:: Data ::
PR #837, opened 2015-10-01
RSA: move key format handling to plugins

terrafrost:
For the master branch only. Depends on #828.

Instead of doing `$rsa->setPrivateKeyFormat(RSA::FORMAT_PKCS1)` or whatever you now do `$rsa->setPrivateKeyFormat('PKCS1')`. In this way it's kinda like [mb_convert_encoding](http://php.net/manual/en/function.mb-convert-encoding.php), which takes in strings as the to and from character formats instead of constants. Also, just like with `mb_convert_encoding`, key formats are case-insensitive.

The supported formats are:

- OpenSSH
- Raw
- PKCS1
- PKCS8
- XML
- PuTTY
- Microsoft BLOB - a new format not supported by phpseclib v1.0 or v2.0.

Adding a new plugin is simple. Plugins basically need to define between 1-3 functions:

- load
- savePublicKey
- savePrivateKey

You can look at the existing plugins to get an idea of how they should work - of the parameters they require and what they need to return. I guess the XML one would probably be the easiest to understand.

The plugins add some new support too. Like for PKCS1 you can now change the encryption algorithm that's being used. Previously it was DES-EDE3-CBC and that was that. Mainly because that's what puttygen produced. Now, it still defaults to DES-EDE3-CBC (because I don't know how widely supported other algorithms are) but you can change it by doing `PKCS1::setEncryptionAlgorithm('AES-128-CBC')` or whatever.

You can't currently change the encryption algorithm for PKCS8. Among other things I've never seen a PKCS8 encrypted key that used an algorithm other than PBE-MD5-DES. OpenSSL discusses the state of affairs for PKCS8 encryption algorithm support:

https://www.openssl.org/docs/manmaster/apps/pkcs8.html#PKCS-5-v1.5-and-PKCS-12-algorithms

I feel more comfortable changing the algorithm for PKCS1 because I have seen keys with different algorithms before for that.

Comments can be set in those plugins that support them by doing `OpenSSH::setComment('whatever')` or `PuTTY::setComment('whatever')`.

You can see what key formats are supported by doing `RSA::getSupportedFormats()`. You can see what format a particular key is in by doing `$rsa->getLoadedFormat()`. You can dynamically add a new format by doing `RSA::addFileFormat('...')`.


terrafrost:
I checked `mb_convert_encoding` and the case names for that are not case sensitive so I've updated RSA.php to be similarly non-case-sensitive.

I also added a new function:

```php
RSA::addFileFormat('myformat');
```

Any non-abstract file in Crypt/RSA/ will be loaded as a plugin but if you have a custom plugin that doesn't live in that directory you can now add your own.

bantu:
I am not a fan of those static calls and would (probably, as always) prefer a more object oriented way, say
```
$someRsaObject = new FooRSA(new ClassNameForFormat)
```
or
```
$someRsaObject = new FooRSA;
$someRsaObject->generateSomething(new ClassNameForFormat);
```
but I do not have time to further look into this.

This way, the whole plugin-loading would be done via class autoloading and would trivially allow extension with new formats/classes.

terrafrost:
It's hard to comment on an API that doesn't exist. An implementation of that API wouldn't even be necessary - just a example of how to use it or something.

That said, even if we did have an API it's possible I just might not like it as much as I like this one (and I do like the API that I've come up with). And even if you and I come to an agreement there are liable to still be other people out there who don't like the new API. Not everyone is going to see eye to eye and you can't make everyone happy - that's just life.

But that said, I do like this API. It's basically "you load an RSA key and you do stuff with it". This "stuff" can include encryption, signature verification, or outputting the key you loaded in whatever format you so desire.

The only thing that doesn't completely fit with that paradigm is `createKey` but the fact that it's static somewhat removes it from the regular API anyway. And I don't see a lot of point in creating a class just for key generation. So instead of doing `\phpseclib\Crypt\RSA::createKey` you do `\phpseclib\Crypt\RSA\KeyGen::createKey`? I just don't like it.

> This way, the whole plugin-loading would be done via class autoloading and would trivially allow extension with new formats/classes.

It was pretty trivial before until I made it class insensitive. At least if you were trying to echo out a key in a specified format. It'd basically do `if (class_exists(...))` which would trigger the auto loader.

And I don't see how you can use autoloading for `load()` method. I mean, sure, you could do so if you **required** the format be passed to it as a second parameter but I think that's silly. The fact that it'll essentially auto-detect the format - that it's able to guess it as it were - is one of RSA.php's big strengths. I mean, sure, we could auto-load, but then where do you get the list of file format classes to auto load? Do I hard-code it into RSA.php instead of generating it dynamically from the directory? Maybe the person using phpseclib has to specify each and every format they want to support in the RSA constructor and a class_exists is done on each format they name to autoload the class if it exists? Sorry, but I think the method I'm employing is better..

terrafrost:
Another advantage of the case-insensitive approach that's being used...  let's say straight up auto-loading were being used. At that point you could do something like `$rsa->getPrivateKey('\DOMDocument')`. phpseclib would then try to call `load()`, which would succeed, would try to read an XML file off of the local file system and then idk.

Another alternative design would have been to objects instead of static calls. eg. loading a `PKCS1` key results in `new PKCS1()` being called. With an approach like this you could do `getPrivateKey(PKCS1(array('password' => 'whatever')))` or some such. ie. instead of having global format settings you could have per key format settings. But idk I like this approach better..

terrafrost:
So one thought I had...  we could give the RSA object methods depending on the key that was loaded. Like if it's a PuTTY key you can do `$rsa->getComment()`.

The problem with that is that we'd have to do `__call`, which I'm not a huge fan of since doing so will change what'll happen when you call an undefined method.

Here's the normal error in PHP5:

> Fatal error: Call to undefined method a::zzz()

If you implement `__call` that no longer happens. Instead you get no error.

PHP7 changes this around somewhat. Instead you get this:

> Fatal error: Uncaught Error: Call to undefined method a::zzz() on line 11

That can be duplicated by doing `throw new Error('Call to undefined method ' . __CLASS__ . '::' . $name)` but the stacktrace and line numbers are different.

So I guess one option would be to not care about the stacktrace and line numbers and just throw an exception - even on PHP5. But idk.

And you can currently get comments, anyway, by doing `$key = PuTTY::load('...'); echo $key['comment']; $rsa->load($key)` (vs. `$rsa->load('...');`)

Of course if we're doing this for `get*()` should this also be done for `set*()`? Well one problem with `set*()` is that you won't necessarily know the private key format. eg. you could do `getPrivateKey('PuTTY')` or some such. Maybe that method could do `func_get_args()` and then call the plugin via `call_user_func_array()` but idk.

I suppose the API could be completely redesigned as well. It'd have been interesting to see the API bantu was considering. But idk...  I suppose every API will have it's advantages and disadvantages and altho a hypothetical API might be better than the one presented in this PR I do believe that this API is none-the-less an improvement from the current API and it has the advantage of actually having an implementation.

metaclassing:
While on the topic of loading cert(s) and encoding, have you given any more thought to desired behavior when parsing a blob of ascii that contains multiple certificates (and other assorted throw-away bits)? I originally thought just return the first matching key and chuck the rest, but could see a use-case in returning multiple RSA objects in an array for every cert extracted from the input. That would fit the RSA::load() paradigm more than the $RSA->load() approach, but i suppose there are trade-off's either way.

terrafrost:
> That would fit the RSA::load() paradigm more than the $RSA->load() approach, but i suppose there are trade-off's either way.

Yah that's true. And no - that's not a use case I had considered. It seems like that use-case is probably more common for X509 certs than it is for RSA keys anyway? Like with X509 certs you might have a certificate validation chain. Not really sure how to deal with that atm.

> Second thought: Maybe I should think about writing a File\PEM handler that returns multiple RSA and KEY objects after digging through the input?

That might not be a bad idea. One thing I'm thinking of doing, long term, is to make a File/PublicKey.php file that'll return RSA or DSA or ECDSA objects depending on the key. Like it'll auto detect the format and return the appropriate object. Reason being that sometimes it might not be obvious or you might not even know or something idk lol.

But that isn't super helpful for X509 certs either..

:: What to produce ::
Copy out every line of the records that the string "addFileFormat" appears in.

:: Written answer ::
You can see what key formats are supported by doing `RSA::getSupportedFormats()`. You can see what format a particular key is in by doing `$rsa->getLoadedFormat()`. You can dynamically add a new format by doing `RSA::addFileFormat('...')`.
RSA::addFileFormat('myformat');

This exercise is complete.